**** Extracted entries

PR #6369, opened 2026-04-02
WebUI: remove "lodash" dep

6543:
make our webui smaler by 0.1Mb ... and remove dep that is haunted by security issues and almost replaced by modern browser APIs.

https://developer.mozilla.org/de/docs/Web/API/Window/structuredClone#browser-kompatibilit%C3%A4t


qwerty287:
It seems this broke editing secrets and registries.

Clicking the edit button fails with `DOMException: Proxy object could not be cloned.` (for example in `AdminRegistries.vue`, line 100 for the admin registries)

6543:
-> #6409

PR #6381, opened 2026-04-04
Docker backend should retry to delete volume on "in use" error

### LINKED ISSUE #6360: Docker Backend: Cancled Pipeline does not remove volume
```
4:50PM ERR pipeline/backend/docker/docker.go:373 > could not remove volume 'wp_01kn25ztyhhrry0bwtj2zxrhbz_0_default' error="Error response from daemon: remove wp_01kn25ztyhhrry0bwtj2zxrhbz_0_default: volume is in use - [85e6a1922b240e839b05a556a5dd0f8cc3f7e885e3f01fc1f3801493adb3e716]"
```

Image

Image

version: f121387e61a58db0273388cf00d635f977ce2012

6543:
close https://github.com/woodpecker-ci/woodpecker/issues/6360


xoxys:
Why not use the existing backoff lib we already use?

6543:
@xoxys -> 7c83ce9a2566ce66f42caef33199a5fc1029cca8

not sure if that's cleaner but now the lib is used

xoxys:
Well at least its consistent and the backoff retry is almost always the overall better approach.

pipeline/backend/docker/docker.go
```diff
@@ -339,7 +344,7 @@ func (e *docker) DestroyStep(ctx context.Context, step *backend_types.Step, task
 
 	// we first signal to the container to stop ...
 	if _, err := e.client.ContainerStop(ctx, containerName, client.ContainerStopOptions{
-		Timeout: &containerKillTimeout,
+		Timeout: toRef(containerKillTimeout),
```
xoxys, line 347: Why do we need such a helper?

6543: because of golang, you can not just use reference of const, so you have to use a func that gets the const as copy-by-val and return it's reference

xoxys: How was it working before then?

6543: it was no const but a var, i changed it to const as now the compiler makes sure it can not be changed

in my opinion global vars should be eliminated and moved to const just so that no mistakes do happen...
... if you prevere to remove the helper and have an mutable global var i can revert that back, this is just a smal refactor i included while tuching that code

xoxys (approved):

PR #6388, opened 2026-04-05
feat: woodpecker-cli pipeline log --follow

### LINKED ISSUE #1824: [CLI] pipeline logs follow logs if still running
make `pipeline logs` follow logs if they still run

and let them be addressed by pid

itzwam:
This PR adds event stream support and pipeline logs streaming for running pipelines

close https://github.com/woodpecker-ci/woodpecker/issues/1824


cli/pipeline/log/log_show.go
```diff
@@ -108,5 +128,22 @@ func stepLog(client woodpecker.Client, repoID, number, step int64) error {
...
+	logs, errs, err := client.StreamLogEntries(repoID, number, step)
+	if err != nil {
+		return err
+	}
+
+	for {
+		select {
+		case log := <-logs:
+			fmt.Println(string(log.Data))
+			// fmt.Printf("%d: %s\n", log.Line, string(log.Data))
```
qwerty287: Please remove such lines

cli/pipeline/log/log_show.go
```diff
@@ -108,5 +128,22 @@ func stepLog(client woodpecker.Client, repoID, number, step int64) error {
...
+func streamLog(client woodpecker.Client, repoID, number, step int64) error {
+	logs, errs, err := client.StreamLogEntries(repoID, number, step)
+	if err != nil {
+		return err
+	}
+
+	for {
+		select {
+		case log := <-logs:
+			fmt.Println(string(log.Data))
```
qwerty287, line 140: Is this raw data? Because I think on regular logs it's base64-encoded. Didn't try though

********

What needs to be done: Repeat the data in full. Alter nothing.

Response to the exercise:
PR #6369, opened 2026-04-02
WebUI: remove "lodash" dep

6543:
make our webui smaler by 0.1Mb ... and remove dep that is haunted by security issues and almost replaced by modern browser APIs.

https://developer.mozilla.org/de/docs/Web/API/Window/structuredClone#browser-kompatibilit%C3%A4t


qwerty287:
It seems this broke editing secrets and registries.

Clicking the edit button fails with `DOMException: Proxy object could not be cloned.` (for example in `AdminRegistries.vue`, line 100 for the admin registries)

6543:
-> #6409

PR #6381, opened 2026-04-04
Docker backend should retry to delete volume on "in use" error

### LINKED ISSUE #6360: Docker Backend: Cancled Pipeline does not remove volume
```
4:50PM ERR pipeline/backend/docker/docker.go:373 > could not remove volume 'wp_01kn25ztyhhrry0bwtj2zxrhbz_0_default' error="Error response from daemon: remove wp_01kn25ztyhhrry0bwtj2zxrhbz_0_default: volume is in use - [85e6a1922b240e839b05a556a5dd0f8cc3f7e885e3f01fc1f3801493adb3e716]"
```

Image

Image

version: f121387e61a58db0273388cf00d635f977ce2012

6543:
close https://github.com/woodpecker-ci/woodpecker/issues/6360


xoxys:
Why not use the existing backoff lib we already use?

6543:
@xoxys -> 7c83ce9a2566ce66f42caef33199a5fc1029cca8

not sure if that's cleaner but now the lib is used

xoxys:
Well at least its consistent and the backoff retry is almost always the overall better approach.

pipeline/backend/docker/docker.go
```diff
@@ -339,7 +344,7 @@ func (e *docker) DestroyStep(ctx context.Context, step *backend_types.Step, task
 
 	// we first signal to the container to stop ...
 	if _, err := e.client.ContainerStop(ctx, containerName, client.ContainerStopOptions{
-		Timeout: &containerKillTimeout,
+		Timeout: toRef(containerKillTimeout),
```
xoxys, line 347: Why do we need such a helper?

6543: because of golang, you can not just use reference of const, so you have to use a func that gets the const as copy-by-val and return it's reference

xoxys: How was it working before then?

6543: it was no const but a var, i changed it to const as now the compiler makes sure it can not be changed

in my opinion global vars should be eliminated and moved to const just so that no mistakes do happen...
... if you prevere to remove the helper and have an mutable global var i can revert that back, this is just a smal refactor i included while tuching that code

xoxys (approved):

PR #6388, opened 2026-04-05
feat: woodpecker-cli pipeline log --follow

### LINKED ISSUE #1824: [CLI] pipeline logs follow logs if still running
make `pipeline logs` follow logs if they still run

and let them be addressed by pid

itzwam:
This PR adds event stream support and pipeline logs streaming for running pipelines

close https://github.com/woodpecker-ci/woodpecker/issues/1824


cli/pipeline/log/log_show.go
```diff
@@ -108,5 +128,22 @@ func stepLog(client woodpecker.Client, repoID, number, step int64) error {
...
+	logs, errs, err := client.StreamLogEntries(repoID, number, step)
+	if err != nil {
+		return err
+	}
+
+	for {
+		select {
+		case log := <-logs:
+			fmt.Println(string(log.Data))
+			// fmt.Printf("%d: %s\n", log.Line, string(log.Data))
```
qwerty287: Please remove such lines

cli/pipeline/log/log_show.go
```diff
@@ -108,5 +128,22 @@ func stepLog(client woodpecker.Client, repoID, number, step int64) error {
...
+func streamLog(client woodpecker.Client, repoID, number, step int64) error {
+	logs, errs, err := client.StreamLogEntries(repoID, number, step)
+	if err != nil {
+		return err
+	}
+
+	for {
+		select {
+		case log := <-logs:
+			fmt.Println(string(log.Data))
```
qwerty287, line 140: Is this raw data? Because I think on regular logs it's base64-encoded. Didn't try though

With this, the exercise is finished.